Question

How do you convert $ - 120$ degrees to radians?

Answer 1

Hint: The angle $\alpha $ in radians is equal to the angle $\alpha $ in degrees times pi constant divided by $180$ degrees:
${\alpha _{(radians)}} = {\alpha _{(\deg rees)}} \times \dfrac{\pi }{{{{180}^0}}}$
Or you can say,
\[radians = \deg rees \times \dfrac{\pi }{{{{180}^0}}}\].
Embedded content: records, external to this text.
PR #791, opened 2021-07-15
apps/poll: rm bootstrap classes to ensure easier styling across multi…

phillimorland:
…ple apps and avoid bs update issues in a4


phillimorland:
I will also have to re-tweek mB but this means it's easier to use elsewhere otherwise we had to write over bs classes and when updating it#s annoying to have to check in a4 too

fuzzylogic2000 (approved):
very nice!

PR #792, opened 2021-07-15
comments_async: replace bs class names with updated ones//poll/editPo…

phillimorland:
…llQuestions: rm obsolete class names


phillimorland:
hopefully getting comments working and removing un-needed class in edit poll

fuzzylogic2000 (approved):
Right! Nice!

PR #793, opened 2021-07-19
apps/poll/userview: fix infinite loading spinner and show success alert

khamui:
if no changes/modification on votes

issue reported in OPIN:
https://github.com/liqd/a4-opin/issues/2245


phillimorland (approved):
Very nice!

PR #794, opened 2021-07-19
apps/poll/userview: fix issue with other choice validation

khamui:


khamui:
issue description in meinBerlin repo:
https://github.com/liqd/a4-meinberlin/issues/3737

Rineee:
Cool! But I think we would also need for the multiple choice questions, same error there..

adhocracy4/polls/assets/PollQuestion.jsx
```diff
@@ -63,7 +71,7 @@ export const PollQuestion = (props) => {
                       id={'id_choice-' + choice.id + '-single'}
                       value={choice.id}
                       checked={checked}
-                      onChange={(event) => { handleSingleChange(event) }}
+                      onChange={(event) => { handleSingleChange(event, choice.is_other_choice, checked) }}
```
Rineee, line 74: Do you need the checked there as an argument?

khamui: oops, yes was a leftover of something i tried before. thanks for the hint

adhocracy4/polls/assets/PollQuestion.jsx
```diff
@@ -63,8 +75,8 @@ export const PollQuestion = (props) => {
                       id={'id_choice-' + choice.id + '-single'}
                       value={choice.id}
                       checked={checked}
-                      onChange={(event) => { handleSingleChange(event) }}
-                      disabled={!props.question.authenticated || props.question.isReadOnly}
+                      onChange={(event) => { handleSingleChange(event, choice.is_other_choice) }}
+                      disabled={!props.question.authenticated | props.question.isReadOnly}
```
Rineee, line 79: Ah, this still works with the second | gone? Was this on purpose?

Rineee (approved):
Cool, now it all works! I left one small comment, its rather a question..

khamui:
@Rineee sorry my bad! actually it has nothing to do with XOR (as i said in our call). Just fixed.

PR #798, opened 2021-07-20
organisations/predicates: retrun that user is no org group member if …

Rineee:
…organisation doesnt have groups

fixes https://sentry.liqd.net/organizations/liqd/issues/1454/?project=8&query=is%3Aunresolved


phillimorland (approved):
LGTM

PR #799, opened 2021-07-21
deps: add react-popper for poll

phillimorland:


phillimorland:
works with an updated hash but doesn't work when linked in dev mode, I think becasue it doesn't do a 'full' install?

Rineee (approved):
Yes!

PR #800, opened 2021-07-22
deps: add popperjs core as dependedncy of react-popper

phillimorland:


Rineee (approved):
Yes, lets try this! I will update dep in my PR

PR #805, opened 2021-07-30
apps/projects: test if field event_type exists in offile event

fuzzylogic2000:
We need this to make the poll detail view work with plattforms with and without timeline.
Once updated will fix https://github.com/liqd/a4-opin/issues/2282


fuzzylogic2000:
Ok, it also works in mB and I will merge now, because I wanted to update mB next and then it's already in OPIN and mB before anyone starts to test.

PR #816, opened 2021-08-24
exports/mixins: fixed export time difference and test

sabinammm:
Closes part of #3793, the other one was fixed in a4-meinberlin.


fuzzylogic2000 (approved):
Nice!

PR #817, opened 2021-08-24
polls/assets/PollQuestion: show label of other choice in browser lang…

Rineee:
…uage

Will fix #3787 after translation is added.


fuzzylogic2000 (approved):
Yeah!

PR #818, opened 2021-08-25
projects/models: add help texts to contact mixin

sabinammm:


fuzzylogic2000 (approved):
Looks good! So, let's do the easier version, where I merge first and we can then update a4 together with opening a PR doing everything else we wanted to do!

Complete step by step solution:
According to the given data, we need to write $\alpha $(radians) $ - 120$ degrees into radians.
For which we are going to use this formula,
${\alpha _{(radians)}} = {\alpha _{(\deg rees)}} \times \dfrac{\pi }{{{{180}^0}}}$
On substituting the data in the above given expression, we get
${\alpha _{(radians)}} = - {120^0} \times \dfrac{\pi }{{{{180}^0}}}$
$ \Rightarrow - {120^0} \times \dfrac{{3.14159}}{{{{180}^0}}} = - 2.0943951$radians

Therefore, we get that $ - {120^0}$ is equivalent to $ - 2.0943951$ radians.

Note:
Degrees to radians conversion formula is given by,
One degree is equal \[0.01745329252\] radians:
${1^0} = \dfrac{\pi }{{180}} = 0.005555556 \pi = 0.01745329252{\text{ }}rad$.